Dysregulated Hypoxia-Inducible Factor Signaling in the Aging Lung
This review paper looks at what is known of hypoxia-inducible factor (HIF) signaling in the aging of lung tissue, with a particular focus on the burden of cellular senescence as a measure of age-related dysfunction. In the view of these researchers, chronic expression of HIF with age promotes cellular senescence. Why HIF expression becomes dysregulated with age is one of many questions that are hard to answer; it takes a great deal of effort to trace the chain of cause and consequence that leads to any given alteration in gene expression, and in near all cases the long and winding connection to some fundamental causative mechanism of aging has not been definitively established.
Hypoxia-inducible factor (HIF) is a key transcriptional mediator of cellular responses to low oxygen, which regulates lung physiology and pathogenesis. It is a central regulator of hypoxic adaptation in lung tissues and plays a dual role in maintaining homeostasis and driving pathological processes. At low levels, hypoxia induced activation of HIF is hormetic, triggering adaptive cellular responses that enhance stress resistance and longevity. However, excessive or prolonged HIF activation skews this adaptive response, fostering fibrosis, inflammation, and disease progression.
During normal aging, HIF maintains oxygen homeostasis, regulates mitochondrial activity, and supports adaptive stress responses in lung tissues. With advancing age, HIF signaling efficiency declines, leading to reduced stress tolerance and impaired repair mechanisms in lung cells. Chronic HIF dysregulation in aging lungs has been linked to increased oxidative stress, senescence induction, and pro-inflammatory signalling. In the lungs, HIF is also essential for oxygen homeostasis and adaptation to hypoxic environments. Beyond its role in oxygen sensing, HIF modulates cellular metabolism, inflammation, and senescence pathways, directly influencing lung aging.

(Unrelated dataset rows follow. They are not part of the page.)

PR #567, opened 2026-09-07
feat(i18n): the arguments a message takes, in the type

### LINKED ISSUE #530: std: type-safe i18n, built on MessageFormat 2
MF2 is the current standard — a formal syntax for plurals, selection and markup — and it lands with typed placeholders, which is what makes it worth building on rather than around: a message with a `{$count}` has a type, and a call that omits it should not compile.

**Done**: a Flow-typed catalogue where a message key is a union rather than a string, its arguments are inferred from the message's own placeholders, and a missing or misspelled key is a type error; MF2 parsed at build time so the runtime carries a compiled form; locale negotiation, and a lazily loaded catalogue per locale so a page ships one.

The reason to do it here rather than reach for a library: every existing one types the key and gives up on the arguments, because in TypeScript that needs the message parsed at type level. uf parses the message at build time already.

Part of #488.

ubugeeei:
`@uniflowed/i18n`: MessageFormat 2 with the arguments a message takes in the type.

Every i18n library types the key and gives up on the arguments, so a message that gained a `{$count}` in the source locale keeps compiling at every call site and renders the placeholder to a user. This closes that.

## The API

```js
// @flow
import { defineCatalogue, message, number, string } from "@uniflowed/i18n";

const messages = {
  greeting: message("Hello, {$name}!", { name: string }),
  unread: message(
    `.input {$count :number}
.match $count
0   {{No unread messages.}}
one {{You have {$count} unread message.}}
*   {{You have {$count} unread messages.}}`,
    { count: number },
  ),
  cartEmpty: message("Your cart is empty.", {}),
};

const en = defineCatalogue("en-US", messages);

en.t("greeting", { name: "Ada" }); // "Hello, Ada!"
en.t("unread", { count: 0 });      // "No unread messages."
en.t("unread", { count: 1 });      // "You have 1 unread message."
en.t("unread", { count: 1200 });   // "You have 1,200 unread messages."
```

And a translation, negotiated and loaded lazily so a page ships one locale:

```js
const locales = defineLocales(en, {
  ja: () => import("./ja.js").then((module) => module.default),
});

const wanted = negotiate(
  parseAcceptLanguage(request.headers.get("accept-language") ?? ""),
  locales.available,
  "en-US",
);
const { t } = await locales.load(wanted);
```

## The five calls that do not compile

Run against a scratch file with `uf check`, verbatim (trimmed to the error lines):

```
tests/library/i18n-type-probe.js  6 errors
  error[incompatible-type]: Cannot call catalogue.t with object literal bound to args
    because property count is missing in object literal [1] but exists in ParamArgs [2].
      --> catalogue.t("unread", {});
  error[incompatible-type]: Cannot call catalogue.t with object literal bound to args
    because in property count: "12" [1] is incompatible with number [2].
      --> catalogue.t("unread", { count: "12" });
  error[prop-missing]: Cannot call catalogue.t because property unreadd
    (did you mean unread?) is missing in object literal [1].
      --> catalogue.t("unreadd", { count: 1 });
  error[prop-missing]: Cannot call catalogue.t because in type argument TKey: property
    unreadd (did you mean unread?) is missing in object literal [1].
  error[incompatible-type]: Cannot call catalogue.t with object literal bound to args
    because property count is extra in object literal [1] but missing in ParamArgs [2].
    Exact objects do not accept extra props.
      --> catalogue.t("greeting", { name: "Ada", count: 1 });
  error[incompatible-type]: Cannot call catalogue.t with object literal bound to args
    because property name is extra in object literal [1] but missing in ParamArgs [2].
    Exact objects do not accept extra props.
      --> catalogue.t("cartEmpty", { name: "Ada" });
```

The positive controls in the same file — `catalogue.t("greeting", { name: "Ada" })` and `catalogue.t("unread", { count: 3 })`, both bound to an annotated `string` — produce no errors. The probe file is not committed; `tests/library/i18n.test.js` asserts the positive half (every `t` call in it is annotated, so an argument type that degraded to `any` would show up), and the negative half has no home because `tests/type-tests/` is outside the directories this change may touch. Follow-up below.

## Why the parameters are values, not a type argument

Flow has no template-literal types, so `{ name: string }` cannot be derived from `"Hello, {$name}!"`. It has to be written beside it — and *how* is the whole design.

`message<{ name: string }>("Hello, {$nom}!")` would have been less to write and would have checked nothing: a type argument is erased before anything could look at it. Because the parameters are values, `message` gets the source and the parameters at run time and compares them:

```js
message("Hello, {$nom}!", { name: string });
// reads $nom, which is not declared in its parameters ($name)
message("Hello!", { name: string });
// declares $name, which the message never reads
message("Sorted by {$at :date}", { at: number });
// applies :date to $at, which is declared number; number takes :number or :integer
```

None of those is a type error in any checker. `translate` runs the same comparison for each locale against the source message's parameters, so a translator who drops a `{$count}` fails at start-up with the key named.

| | |
| --- | --- |
| a key that does not exist | Flow, at the call |
| a missing or misspelled argument | Flow, at the call |
| an argument of the wrong type | Flow, at the call |
| a message reading a parameter nobody declared | `message`, where it is written |
| a parameter the message never reads | `message`, where it is written |
| a parameter annotated as the wrong kind | `message`, where it is written |
| a translation that lost or invented a placeholder | `translate`, at start-up |
| a translation key the source locale does not have | `translate`, at start-up |
| a key no locale has translated | reported as `untranslated`, never a throw |

## The MF2 subset

The line is **the whole required default function registry, none of the draft one** — so a function uf accepts is one every conforming implementation must also accept.

**Implemented**

- Simple messages, quoted patterns (`{{…}}`), the four escapes `\\ \{ \} \|`.
- Variable placeholders `{$name}`, literal placeholders `{42}` and `{|two words|}`.
- `:string`, `:number`, `:integer`, `:date`, `:time`, `:datetime` with their options, including option values that are themselves variables (`{$n :number minimumFractionDigits=$places}`).
- `.input` and `.local` declarations, with an annotation put on a name by a declaration inherited by every later use of it.
- `.match` with any number of selectors; literal and `*` keys; exact numeric keys preferred over the plural category; MF2's variant sort, which a single scan for the "best" row gets wrong in exactly the two-selector messages nobody writes a test for.

**Not implemented, and refused where the message is declared rather than ignored**

| | Why |
| --- | --- |
| Markup, `{#bold}…{/bold}` | `t` returns a string. Dropping the tags loses a translator's emphasis silently; inlining HTML puts unescaped translator input into a page. A parts-returning API is where this belongs, and that is a different return type, not a bigger parser |
| Attributes, `{$x @unit}` | Conforming to accept and ignore, since they do not affect formatting. Refused because the only thing an attribute is for is a tool that reads it, and uf has none |
| `:currency`, `:unit`, `:math` | The draft registry. `:currency` is the one that will be missed; it needs a currency code in the message, which is a decision about where currency codes live |
| Reserved and private-use sigils, `{$x !foo}`, `{$x ^bar}` | Keeps a message that parses here from meaning something else under a conforming implementation later |
| Namespaced functions, `{$x :acme:money}` | Same reason |
| Bidi isolation **on** by default | The specification allows `bidiIsolation: none`; uf defaults to it because output goes into React children where the DOM already isolates, and two invisible code points per placeholder would make every string assertion in every application a puzzle. `defineCatalogue(…, { bidiIsolation: true })` turns it on, and both halves are asserted so the departure stays a decision |

MF2 decides simple against complex on the first character alone, and uf does not trim: a multi-line message begins with `.input` or `.match` hard against the backtick. A leading space makes it text, which is asserted rather than only documented.

## `Intl.MessageFormat`: uf formats MF2 itself

It is a TC39 proposal with no implementation in any shipping runtime, so building on it means building on nothing — and feature-detecting it with a fallback would be worse: two code paths deciding what a user reads, one of which has never run, and the same catalogue rendering differently in Safari and in Node.

So the algorithm is uf's and the data is `Intl`'s: `Intl.PluralRules` for categories, `Intl.NumberFormat` for numerals, `Intl.DateTimeFormat` for dates. The selection algorithm is a few hundred lines; CLDR's rules for the locales a browser already carries are megabytes. A `.match` on a number in a runtime without `Intl.PluralRules` raises rather than guessing English, because a message that silently pluralises Polish as if it were English is a bug that reaches production looking like a translation mistake.

The three constructors are declared narrowly in `format.js` rather than taken from the vendored `intl.js`, for the reason `@uniflowed/hooks`'s `timing.js` declares `Intl.RelativeTimeFormat`: the libdef predates `dateStyle` and `timeStyle` — exactly what MF2 defines `:date` and `:time` in terms of — and its option types have invariant optional properties, so an options object built at run time from a message cannot be passed to them at all. The local declarations are **stricter** than the libdef's, not looser: `:number`'s `style` is `decimal` or `percent` and nothing else, and each option is narrowed one at a time so a value MF2 does not define is dropped here rather than reaching `Intl`.

## Where it lives

A package of its own. `packages/std` is declaration-only native bindings whose functions throw `nativeRuntimeRequired`; this is ordinary Flow with no native binding and no dependencies, so it sits beside `@uniflowed/validator` and `@uniflowed/immer`. Five modules, each reachable through a subpath, nothing under `internal/`:

- `syntax.js` — MF2 source into a tree, and the refusals that define the subset
- `format.js` — the tree, a locale and arguments into a string
- `catalogue.js` — the types, the contract check, translations, lazy locales
- `negotiate.js` — `Accept-Language`, and RFC 4647 Lookup
- `index.js` — the barrel

`negotiate` has one documented departure from RFC 4647, and it runs last so it cannot outrank a real match: after every requested tag has failed, a pass matches on the primary language subtag alone. Lookup only shortens the *request*, so a reader asking for `en` does not match a catalogue that only has `en-US` — and the alternative for that reader is not British English, it is whatever the fallback happens to be.

## The `crates/` change, applied

`crates/uf_lib/src/registry.rs` mirrors every package's export list, and
`@uniflowed/i18n` is now in it: the sixteen values `packages/i18n/index.js`
exports, `NativeModuleKind::Data`, `Stability::Experimental`, sorted the way
`the_registry_names_exactly_what_each_package_exports` sorts them. Nothing
failed without it — that test walks the registry rather than `packages/` — but
`uf lint`'s `flow/native-module` rule and `uf dev`'s hover did not know the
package existed.

`tools/release/pending-packages.txt` names it too, which is what `Metadata` was
failing on. `tools/ci/publishable.sh` states the rule from the side that cannot
be forgotten: a package that never calls `nativeRuntimeRequired` is a real
implementation and must be named in one of the two release manifests, and this
one is ordinary Flow with no native binding. The pending list is the correct
half — `npm trust` cannot bind a name the registry has never seen, so putting
it in `published-packages.txt` would fail `publish.yml` after the names before
it had gone out. The closure check reads the published list only, so nothing
else moves.

The structural invariants in `crates/uf_lib/tests/package_surface.rs` are
checked by `cargo test --workspace`, which passes.

## Verification

Taken as a before/after against an untouched tree.

```
$ uf fmt --check

$ uf lint
  files checked  384
  errors         0
  warnings       14        # baseline: 14, none in the new files

$ uf test tests/library
✓ 2009 passed, 0 failed, 1 skipped in 7.64s     # baseline: 1951 passed, 0 failed, 1 skipped
                                                # 51 files; baseline 50. The 58 new tests are this change's

$ uf check
error: uf check failed with 1883 errors         # baseline: 1883 errors
```

`uf check`'s absolute count is not stable run to run — a per-file inference budget means a loaded machine gets a different number — so the comparison that matters is per file: **no file has errors after this change that did not have them before**, and `uf check packages/i18n tests/library/i18n.test.js` on its own reports `✓ no problems`.

## Worth a follow-up issue

1. **Build-time catalogue extraction.** `uf build` does not walk a project for `message(…)` calls, so there is no `messages.json` for a translation vendor and no build-time report of a key no locale translates. `messageUsage` is the reader; the walk is Rust's, under the same rule that puts the formatter and the checker there.
2. **A lint rule linking a message to its parameters.** The run-time check in `message` fires on the first import — a test, or the first render. A `uf lint` rule reading the string literal and the parameter object together would catch it in the editor, and uf already parses Flow in Rust, so it is a rule rather than a research problem.
3. **Markup, as parts.** `formatToParts` returning `$ReadOnlyArray<MessagePart>` would make `{#bold}…{/bold}` renderable as React elements without ever building an HTML string.
4. **`:currency`.** The one draft-registry function that will be missed.
5. **Publishing.** `@uniflowed/i18n` waits in `tools/release/pending-packages.txt` rather than `published-packages.txt`, because the other half of adding a name to the published list — `npm login`, `bootstrap-publish.sh`, `trust-npm.sh` — is a step a checkout cannot take. Moving it across is one line once that binding exists. Nothing published depends on it, so the closure check is unaffected.
6. **Negative type tests.** The five non-compiling calls above have no committed home — `tests/type-tests/` is where `@uniflowed/form` keeps its equivalents, and it is outside the directories this change may touch.

Closes #530.

---
<a href="https://app.blacksmith.sh/ubugeeei-prod/codesmith/uf/pr/567"><picture><source media="(prefers-color-scheme: dark)" srcset="https://pr-comments-assets.blacksmith.sh/codesmith/view-with-codesmith-dark-v2.svg"><source media="(prefers-color-scheme: light)" srcset="https://pr-comments-assets.blacksmith.sh/codesmith/view-with-codesmith-light-v2.svg">View with [code]smith</picture></a> <a href="https://backend.blacksmith.sh/track/enable-autofix?expires=1791372458&installation_model_id=422833&pr_number=567&repository=ubugeeei-prod%2Fuf&return_to=https%3A%2F%2Fgithub.com%2Fubugeeei-prod%2Fuf%2Fpull%2F567&signature=a016c774c9cddb0419a953d50dbf5911e45f58d0c79397f2f41ad8939fea5344"><picture><source media="(prefers-color-scheme: dark)" srcset="https://pr-comments-assets.blacksmith.sh/codesmith/autofix-with-codesmith-dark.svg"><source media="(prefers-color-scheme: light)" srcset="https://pr-comments-assets.blacksmith.sh/codesmith/autofix-with-codesmith-light.svg">Autofix with [code]smith</picture></a>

Recent studies indicate that HIF and cellular senescence interact at multiple levels, where HIF can both induce and suppress senescence, depending on cellular conditions. While transient HIF activation supports tissue repair and stress resistance, chronic dysregulation exacerbates pulmonary pathologies. Emerging evidence suggests that targeting HIF and senescence pathways could offer new therapeutic strategies to mitigate age-related lung diseases. This review explores the intricate crosstalk between these mechanisms, shedding light on how their interplay influences pulmonary aging and disease progression.